** EXERCISE DATA **

PR #537, opened 2026-06-01
Background tasks: phase resolution and notifications

johnpooch:
Moves phase resolution and push notifications off the user-request path onto the existing Procrastinate worker, so a phase resolves within ~2s of the last confirmation and ~10s of its deadline instead of waiting up to a minute for the resolution cron. Game outcomes are unchanged — only *when* and *how reliably* work runs.

Two commits, reviewable independently.

## Resolution (`d703960`)

Three triggers share one predicate (`filter_due_phases`) and one guarded action (`resolve_if_due`):

- **Confirm** — the confirm toggle defers a `resolve_phase` job in the same transaction as the `orders_confirmed` write, so a confirmation can never be recorded without its resolve job.
- **Deadline** — a `Phase` `post_save` chokepoint arms a fresh `resolve_phase` job (`schedule_at`, per-game lock) whenever an active phase's `scheduled_resolution` moves to a future time. It never cancels; a stale early-firing job finds the phase not due and no-ops.
- **Sweep** — an `@app.periodic` task runs once a minute as a safety net and emits a Sentry canary for any phase overdue beyond `RESOLUTION_CANARY_GRACE_SECONDS` (default 300) before resolving it.

`resolve_if_due` locks the phase row (`select_for_update`) and re-checks `filter_due_phases` inside `transaction.atomic`, so double-resolve, a moved deadline, and a double NMR extension all no-op — holding even against the legacy cron and sandbox paths, which the per-game Procrastinate lock does not cover. The legacy `POST /phase/resolve/` cron now routes through `resolve_if_due` too, so it stays safe during cutover.

## Reminders + notifications (`49e1fb1`)

- Deadline reminders run as an `@app.periodic` task. `PhaseState.deadline_warning_sent_for` stores the `scheduled_resolution` a reminder was sent for; the sweep sends only when it differs from the phase's current value — at most one reminder per deadline, with an automatic fresh reminder when a deadline is extended, and no reset hooks. Fixed-time games remind players who still have orders to give.
- Chat-message and game-start notifications defer a `notification.send_notification` task instead of sending FCM synchronously. Resolution-related notifications already run on the worker via the resolve task.

## Cutover

Both `POST /phase/resolve/` and `POST /phase/deadline-warnings/` endpoints and their crons stay in place. Once the worker tasks are confirmed running in prod (logs/Sentry), a follow-up will delete the crons and the endpoints.


service/notification/signals.py
```diff
@@ -29,34 +29,36 @@ def send_channel_message_notification(sender, instance, created, **kwargs):
...
+    sender_name = instance.sender.name
+    game = instance.channel.game
+    current_phase = game.phases.last()
+    link = (
+        f"https://diplicity.com/game/{game.id}/phase/{current_phase.id}/chat/channel/{instance.channel.id}"
+        if current_phase
+        else f"https://diplicity.com/game/{game.id}"
+    )
+
+    from notification.tasks import send_notification
```
johnpooch: Does this import have to happen inline or can it be moved to the top of the file?

service/phase/serializers.py
```diff
@@ -20,8 +21,17 @@ class PhaseStateSerializer(serializers.Serializer):
...
 
     def update(self, instance, validated_data):
-        instance.orders_confirmed = not instance.orders_confirmed
-        instance.save()
+        with transaction.atomic():
+            instance.orders_confirmed = not instance.orders_confirmed
+            instance.save()
+
+            if instance.orders_confirmed:
+                from phase.tasks import resolve_phase
```
johnpooch: Does this import have to happen inline or can it be moved to the top of the file?

service/phase/signals.py
```diff
@@ -0,0 +1,53 @@
...
+    if scheduled_resolution is None:
+        return
+
+    if not created and scheduled_resolution == old_scheduled_resolution:
+        return
+
+    if scheduled_resolution <= timezone.now():
+        return
+
+    from phase.tasks import resolve_phase
```
johnpooch: Does this import have to happen inline or can it be moved to the top of the file?

PR #547, opened 2026-06-02
Add Sign in with Apple to the web app

alastairstuart:
## Summary

Adds **Sign in with Apple** to the web app, alongside the existing Google sign-in. Native iOS already supported Apple sign-in; this brings the same to the browser. Web and iOS Apple sign-ins resolve to the same account.

## How it works

- **Backend** — `verify_apple_id_token` now accepts an additional audience via a new `APPLE_WEB_CLIENT_ID` setting, mirroring the existing Google `_get_valid_client_ids()` multi-audience pattern. This is required because a web Apple sign-in uses an Apple **Services ID** as the OAuth `client_id`, so the token's `aud` differs from the iOS bundle id. The `auth/apple-login/` endpoint and serializer are unchanged.
- **Frontend** — adds `react-apple-signin-auth` (mirrors how web Google uses `@react-oauth/google`; native continues to use the capgo plugin). A new `webAppleAuth.ts` obtains the `id_token` via the Apple JS SDK popup, and `Login.tsx` renders an Apple button on web that reuses the existing apple-login mutation + `login()` flow (shared `finishAppleLogin` helper across native and web).

## Config / deployment notes

Requires an Apple **Services ID** (with Sign in with Apple enabled, the web domain + Return URL registered) and these env vars:

- Backend: `APPLE_WEB_CLIENT_ID` = the Services ID
- Frontend: `VITE_APPLE_WEB_CLIENT_ID` = the Services ID, `VITE_APPLE_REDIRECT_URI` = the registered Return URL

** EXERCISE INSTRUCTIONS **
Retype the listing in full, keeping every word as it appears.

** ANSWER TO THE EXERCISE **
PR #537, opened 2026-06-01
Background tasks: phase resolution and notifications

johnpooch:
Moves phase resolution and push notifications off the user-request path onto the existing Procrastinate worker, so a phase resolves within ~2s of the last confirmation and ~10s of its deadline instead of waiting up to a minute for the resolution cron. Game outcomes are unchanged — only *when* and *how reliably* work runs.

Two commits, reviewable independently.

## Resolution (`d703960`)

Three triggers share one predicate (`filter_due_phases`) and one guarded action (`resolve_if_due`):

- **Confirm** — the confirm toggle defers a `resolve_phase` job in the same transaction as the `orders_confirmed` write, so a confirmation can never be recorded without its resolve job.
- **Deadline** — a `Phase` `post_save` chokepoint arms a fresh `resolve_phase` job (`schedule_at`, per-game lock) whenever an active phase's `scheduled_resolution` moves to a future time. It never cancels; a stale early-firing job finds the phase not due and no-ops.
- **Sweep** — an `@app.periodic` task runs once a minute as a safety net and emits a Sentry canary for any phase overdue beyond `RESOLUTION_CANARY_GRACE_SECONDS` (default 300) before resolving it.

`resolve_if_due` locks the phase row (`select_for_update`) and re-checks `filter_due_phases` inside `transaction.atomic`, so double-resolve, a moved deadline, and a double NMR extension all no-op — holding even against the legacy cron and sandbox paths, which the per-game Procrastinate lock does not cover. The legacy `POST /phase/resolve/` cron now routes through `resolve_if_due` too, so it stays safe during cutover.

## Reminders + notifications (`49e1fb1`)

- Deadline reminders run as an `@app.periodic` task. `PhaseState.deadline_warning_sent_for` stores the `scheduled_resolution` a reminder was sent for; the sweep sends only when it differs from the phase's current value — at most one reminder per deadline, with an automatic fresh reminder when a deadline is extended, and no reset hooks. Fixed-time games remind players who still have orders to give.
- Chat-message and game-start notifications defer a `notification.send_notification` task instead of sending FCM synchronously. Resolution-related notifications already run on the worker via the resolve task.

## Cutover

Both `POST /phase/resolve/` and `POST /phase/deadline-warnings/` endpoints and their crons stay in place. Once the worker tasks are confirmed running in prod (logs/Sentry), a follow-up will delete the crons and the endpoints.


service/notification/signals.py
```diff
@@ -29,34 +29,36 @@ def send_channel_message_notification(sender, instance, created, **kwargs):
...
+    sender_name = instance.sender.name
+    game = instance.channel.game
+    current_phase = game.phases.last()
+    link = (
+        f"https://diplicity.com/game/{game.id}/phase/{current_phase.id}/chat/channel/{instance.channel.id}"
+        if current_phase
+        else f"https://diplicity.com/game/{game.id}"
+    )
+
+    from notification.tasks import send_notification
```
johnpooch: Does this import have to happen inline or can it be moved to the top of the file?

service/phase/serializers.py
```diff
@@ -20,8 +21,17 @@ class PhaseStateSerializer(serializers.Serializer):
...
 
     def update(self, instance, validated_data):
-        instance.orders_confirmed = not instance.orders_confirmed
-        instance.save()
+        with transaction.atomic():
+            instance.orders_confirmed = not instance.orders_confirmed
+            instance.save()
+
+            if instance.orders_confirmed:
+                from phase.tasks import resolve_phase
```
johnpooch: Does this import have to happen inline or can it be moved to the top of the file?

service/phase/signals.py
```diff
@@ -0,0 +1,53 @@
...
+    if scheduled_resolution is None:
+        return
+
+    if not created and scheduled_resolution == old_scheduled_resolution:
+        return
+
+    if scheduled_resolution <= timezone.now():
+        return
+
+    from phase.tasks import resolve_phase
```
johnpooch: Does this import have to happen inline or can it be moved to the top of the file?

PR #547, opened 2026-06-02
Add Sign in with Apple to the web app

alastairstuart:
## Summary

Adds **Sign in with Apple** to the web app, alongside the existing Google sign-in. Native iOS already supported Apple sign-in; this brings the same to the browser. Web and iOS Apple sign-ins resolve to the same account.

## How it works

- **Backend** — `verify_apple_id_token` now accepts an additional audience via a new `APPLE_WEB_CLIENT_ID` setting, mirroring the existing Google `_get_valid_client_ids()` multi-audience pattern. This is required because a web Apple sign-in uses an Apple **Services ID** as the OAuth `client_id`, so the token's `aud` differs from the iOS bundle id. The `auth/apple-login/` endpoint and serializer are unchanged.
- **Frontend** — adds `react-apple-signin-auth` (mirrors how web Google uses `@react-oauth/google`; native continues to use the capgo plugin). A new `webAppleAuth.ts` obtains the `id_token` via the Apple JS SDK popup, and `Login.tsx` renders an Apple button on web that reuses the existing apple-login mutation + `login()` flow (shared `finishAppleLogin` helper across native and web).

## Config / deployment notes

Requires an Apple **Services ID** (with Sign in with Apple enabled, the web domain + Return URL registered) and these env vars:

- Backend: `APPLE_WEB_CLIENT_ID` = the Services ID
- Frontend: `VITE_APPLE_WEB_CLIENT_ID` = the Services ID, `VITE_APPLE_REDIRECT_URI` = the registered Return URL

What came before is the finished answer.